[Exercise description] Return every record below exactly.

[Input]
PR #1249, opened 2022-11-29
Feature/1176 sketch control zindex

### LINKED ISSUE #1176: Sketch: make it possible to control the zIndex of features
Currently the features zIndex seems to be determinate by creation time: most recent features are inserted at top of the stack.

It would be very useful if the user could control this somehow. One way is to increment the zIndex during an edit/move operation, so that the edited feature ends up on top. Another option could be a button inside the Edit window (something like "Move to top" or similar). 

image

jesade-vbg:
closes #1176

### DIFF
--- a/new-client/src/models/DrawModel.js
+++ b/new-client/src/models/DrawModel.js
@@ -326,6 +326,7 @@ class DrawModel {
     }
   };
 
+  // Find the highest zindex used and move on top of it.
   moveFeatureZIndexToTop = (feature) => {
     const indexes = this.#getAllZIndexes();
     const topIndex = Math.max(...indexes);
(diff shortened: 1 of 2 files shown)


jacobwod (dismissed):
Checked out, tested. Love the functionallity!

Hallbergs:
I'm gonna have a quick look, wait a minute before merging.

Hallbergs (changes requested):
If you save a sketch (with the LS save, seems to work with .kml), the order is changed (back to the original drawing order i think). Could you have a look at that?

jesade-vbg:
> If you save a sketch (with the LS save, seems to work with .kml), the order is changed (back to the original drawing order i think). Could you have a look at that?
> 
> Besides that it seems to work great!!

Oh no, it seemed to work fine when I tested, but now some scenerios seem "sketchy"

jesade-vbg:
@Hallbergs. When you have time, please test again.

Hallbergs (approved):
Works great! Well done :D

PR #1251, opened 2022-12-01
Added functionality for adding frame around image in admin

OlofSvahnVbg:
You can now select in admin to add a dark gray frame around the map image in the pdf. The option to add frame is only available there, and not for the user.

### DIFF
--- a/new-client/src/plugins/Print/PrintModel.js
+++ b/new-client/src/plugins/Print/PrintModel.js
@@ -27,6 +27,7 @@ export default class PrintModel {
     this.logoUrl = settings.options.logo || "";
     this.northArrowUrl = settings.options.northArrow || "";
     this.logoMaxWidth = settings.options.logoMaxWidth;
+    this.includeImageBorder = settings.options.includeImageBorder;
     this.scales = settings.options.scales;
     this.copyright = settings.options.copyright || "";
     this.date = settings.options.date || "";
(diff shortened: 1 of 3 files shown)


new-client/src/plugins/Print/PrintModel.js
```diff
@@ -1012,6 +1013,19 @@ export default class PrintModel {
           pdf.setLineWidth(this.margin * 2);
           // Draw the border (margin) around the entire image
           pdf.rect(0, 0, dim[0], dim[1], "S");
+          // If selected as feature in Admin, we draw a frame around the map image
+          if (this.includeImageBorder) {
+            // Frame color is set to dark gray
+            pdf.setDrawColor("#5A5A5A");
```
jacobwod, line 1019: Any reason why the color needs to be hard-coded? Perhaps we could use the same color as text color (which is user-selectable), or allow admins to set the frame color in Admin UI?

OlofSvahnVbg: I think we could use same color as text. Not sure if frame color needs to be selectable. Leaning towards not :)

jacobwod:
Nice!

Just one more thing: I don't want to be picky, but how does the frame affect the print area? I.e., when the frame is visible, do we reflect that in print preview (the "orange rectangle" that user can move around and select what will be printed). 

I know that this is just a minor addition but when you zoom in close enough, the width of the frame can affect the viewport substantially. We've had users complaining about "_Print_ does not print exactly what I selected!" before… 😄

[Answer below]
PR #1249, opened 2022-11-29
Feature/1176 sketch control zindex

### LINKED ISSUE #1176: Sketch: make it possible to control the zIndex of features
Currently the features zIndex seems to be determinate by creation time: most recent features are inserted at top of the stack.

It would be very useful if the user could control this somehow. One way is to increment the zIndex during an edit/move operation, so that the edited feature ends up on top. Another option could be a button inside the Edit window (something like "Move to top" or similar). 

image

jesade-vbg:
closes #1176

### DIFF
--- a/new-client/src/models/DrawModel.js
+++ b/new-client/src/models/DrawModel.js
@@ -326,6 +326,7 @@ class DrawModel {
     }
   };
 
+  // Find the highest zindex used and move on top of it.
   moveFeatureZIndexToTop = (feature) => {
     const indexes = this.#getAllZIndexes();
     const topIndex = Math.max(...indexes);
(diff shortened: 1 of 2 files shown)


jacobwod (dismissed):
Checked out, tested. Love the functionallity!

Hallbergs:
I'm gonna have a quick look, wait a minute before merging.

Hallbergs (changes requested):
If you save a sketch (with the LS save, seems to work with .kml), the order is changed (back to the original drawing order i think). Could you have a look at that?

jesade-vbg:
> If you save a sketch (with the LS save, seems to work with .kml), the order is changed (back to the original drawing order i think). Could you have a look at that?
> 
> Besides that it seems to work great!!

Oh no, it seemed to work fine when I tested, but now some scenerios seem "sketchy"

jesade-vbg:
@Hallbergs. When you have time, please test again.

Hallbergs (approved):
Works great! Well done :D

PR #1251, opened 2022-12-01
Added functionality for adding frame around image in admin

OlofSvahnVbg:
You can now select in admin to add a dark gray frame around the map image in the pdf. The option to add frame is only available there, and not for the user.

### DIFF
--- a/new-client/src/plugins/Print/PrintModel.js
+++ b/new-client/src/plugins/Print/PrintModel.js
@@ -27,6 +27,7 @@ export default class PrintModel {
     this.logoUrl = settings.options.logo || "";
     this.northArrowUrl = settings.options.northArrow || "";
     this.logoMaxWidth = settings.options.logoMaxWidth;
+    this.includeImageBorder = settings.options.includeImageBorder;
     this.scales = settings.options.scales;
     this.copyright = settings.options.copyright || "";
     this.date = settings.options.date || "";
(diff shortened: 1 of 3 files shown)


new-client/src/plugins/Print/PrintModel.js
```diff
@@ -1012,6 +1013,19 @@ export default class PrintModel {
           pdf.setLineWidth(this.margin * 2);
           // Draw the border (margin) around the entire image
           pdf.rect(0, 0, dim[0], dim[1], "S");
+          // If selected as feature in Admin, we draw a frame around the map image
+          if (this.includeImageBorder) {
+            // Frame color is set to dark gray
+            pdf.setDrawColor("#5A5A5A");
```
jacobwod, line 1019: Any reason why the color needs to be hard-coded? Perhaps we could use the same color as text color (which is user-selectable), or allow admins to set the frame color in Admin UI?

OlofSvahnVbg: I think we could use same color as text. Not sure if frame color needs to be selectable. Leaning towards not :)

jacobwod:
Nice!

Just one more thing: I don't want to be picky, but how does the frame affect the print area? I.e., when the frame is visible, do we reflect that in print preview (the "orange rectangle" that user can move around and select what will be printed). 

I know that this is just a minor addition but when you zoom in close enough, the width of the frame can affect the viewport substantially. We've had users complaining about "_Print_ does not print exactly what I selected!" before… 😄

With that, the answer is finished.